PR #96, opened 2021-05-04
RM-7740: Remove _Assembly usages from unit tests

iam-mholle:
https://re-motion.atlassian.net/browse/RM-7740

### DIFF
--- a/Remotion/Mixins/UnitTests/Core/CodeGeneration/AttributeBasedMetadataImporterTest.cs
+++ b/Remotion/Mixins/UnitTests/Core/CodeGeneration/AttributeBasedMetadataImporterTest.cs
@@ -180,63 +180,68 @@ namespace Remotion.Mixins.UnitTests.Core.CodeGeneration
     public void GetMetadataForMixedType ()
     {
       var classContext1 = ClassContextObjectMother.Create(typeof (object));
-
-      var attribute1 = ConcreteMixedTypeAttribute.FromClassContext (classContext1, new Type[0]);
-
-      var typeMock = MockRepository.GenerateMock<_Type> ();
-      typeMock.Expect (mock => mock.GetCustomAttributes (typeof (ConcreteMixedTypeAttribute), false)).Return (new[] { attribute1 });
-      typeMock.Replay ();
-
+      var type = typeof (ClassWithConcreteMixedTypeAttribute);
       var importer = new AttributeBasedMetadataImporter ();
-      var result = importer.GetMetadataForMixedType (typeMock);
-      Assert.That (result, Is.EqualTo (classContext1));
 
-      typeMock.VerifyAllExpectations ();
+      var result = importer.GetMetadataForMixedType (type);
+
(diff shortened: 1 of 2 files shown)


Remotion/Mixins/UnitTests/Core/CodeGeneration/AttributeBasedMetadataImporterTest.cs
```diff
@@ -180,63 +180,46 @@ public void GetMetadataForMixinType_NoAttribute ()
...
     [Test]
     public void GetIdentifierForMixinType ()
     {
-      var typeMock = MockRepository.GenerateMock<_Type> ();
       var identifier = new ConcreteMixinTypeIdentifier (typeof (object), new HashSet<MethodInfo>(), new HashSet<MethodInfo>());
-      var attribute = ConcreteMixinTypeAttribute.Create (identifier);
+      var type = typeof (ClassWithConcreteMixinTypeAttribute);
+      var importer = new AttributeBasedMetadataImporter ();
 
-      typeMock.Expect (mock => mock.GetCustomAttributes (typeof (ConcreteMixinTypeAttribute), false)).Return (new[] { attribute });
```
MichaelKetting, line 218: Given that the test is asserting the attribute inheritance via the expectation, we should add a test that uses a derived type without attribute to verify that we don't inherit the attribute. Yes, the attribute is already defined as `Inherited=false`, but it may be that this code here is the only place that verifies the correct behavior. I would probably also accept a pointer to another piece of code that deals with inheritance, but I think it's quicker to just add a test here for the two attribute types.

MichaelKetting (changes requested):

Remotion/Mixins/UnitTests/Core/CodeGeneration/AttributeBasedMetadataImporterTest.cs
```diff
@@ -368,5 +370,27 @@ private Type CreateTypeWithFakeWrappers ()
...
+    private class ClassWithConcreteMixedTypeAttribute
+    {
+    }
+
+    [ConcreteMixinType (new object[] { typeof (object), new object[0], new object[0] })]
+    private class ClassWithConcreteMixinTypeAttribute
+    {
+    }
+
+    private class DerivedClassWithConcreteMixedTypeAttribute : ClassWithConcreteMixedTypeAttribute
```
MichaelKetting, line 388:
```suggestion
    private class DerivedClassWithConcreteMixedTypeAttributeOnBaseClass : ClassWithConcreteMixedTypeAttribute
```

☆ ☆ ☆ ☆ ☆

What the task asks →
Once you have read the data, reproduce all of it exactly.

Solution →
PR #96, opened 2021-05-04
RM-7740: Remove _Assembly usages from unit tests

iam-mholle:
https://re-motion.atlassian.net/browse/RM-7740

### DIFF
--- a/Remotion/Mixins/UnitTests/Core/CodeGeneration/AttributeBasedMetadataImporterTest.cs
+++ b/Remotion/Mixins/UnitTests/Core/CodeGeneration/AttributeBasedMetadataImporterTest.cs
@@ -180,63 +180,68 @@ namespace Remotion.Mixins.UnitTests.Core.CodeGeneration
     public void GetMetadataForMixedType ()
     {
       var classContext1 = ClassContextObjectMother.Create(typeof (object));
-
-      var attribute1 = ConcreteMixedTypeAttribute.FromClassContext (classContext1, new Type[0]);
-
-      var typeMock = MockRepository.GenerateMock<_Type> ();
-      typeMock.Expect (mock => mock.GetCustomAttributes (typeof (ConcreteMixedTypeAttribute), false)).Return (new[] { attribute1 });
-      typeMock.Replay ();
-
+      var type = typeof (ClassWithConcreteMixedTypeAttribute);
       var importer = new AttributeBasedMetadataImporter ();
-      var result = importer.GetMetadataForMixedType (typeMock);
-      Assert.That (result, Is.EqualTo (classContext1));
 
-      typeMock.VerifyAllExpectations ();
+      var result = importer.GetMetadataForMixedType (type);
+
(diff shortened: 1 of 2 files shown)


Remotion/Mixins/UnitTests/Core/CodeGeneration/AttributeBasedMetadataImporterTest.cs
```diff
@@ -180,63 +180,46 @@ public void GetMetadataForMixinType_NoAttribute ()
...
     [Test]
     public void GetIdentifierForMixinType ()
     {
-      var typeMock = MockRepository.GenerateMock<_Type> ();
       var identifier = new ConcreteMixinTypeIdentifier (typeof (object), new HashSet<MethodInfo>(), new HashSet<MethodInfo>());
-      var attribute = ConcreteMixinTypeAttribute.Create (identifier);
+      var type = typeof (ClassWithConcreteMixinTypeAttribute);
+      var importer = new AttributeBasedMetadataImporter ();
 
-      typeMock.Expect (mock => mock.GetCustomAttributes (typeof (ConcreteMixinTypeAttribute), false)).Return (new[] { attribute });
```
MichaelKetting, line 218: Given that the test is asserting the attribute inheritance via the expectation, we should add a test that uses a derived type without attribute to verify that we don't inherit the attribute. Yes, the attribute is already defined as `Inherited=false`, but it may be that this code here is the only place that verifies the correct behavior. I would probably also accept a pointer to another piece of code that deals with inheritance, but I think it's quicker to just add a test here for the two attribute types.

MichaelKetting (changes requested):

Remotion/Mixins/UnitTests/Core/CodeGeneration/AttributeBasedMetadataImporterTest.cs
```diff
@@ -368,5 +370,27 @@ private Type CreateTypeWithFakeWrappers ()
...
+    private class ClassWithConcreteMixedTypeAttribute
+    {
+    }
+
+    [ConcreteMixinType (new object[] { typeof (object), new object[0], new object[0] })]
+    private class ClassWithConcreteMixinTypeAttribute
+    {
+    }
+
+    private class DerivedClassWithConcreteMixedTypeAttribute : ClassWithConcreteMixedTypeAttribute
```
MichaelKetting, line 388:
```suggestion
    private class DerivedClassWithConcreteMixedTypeAttributeOnBaseClass : ClassWithConcreteMixedTypeAttribute
```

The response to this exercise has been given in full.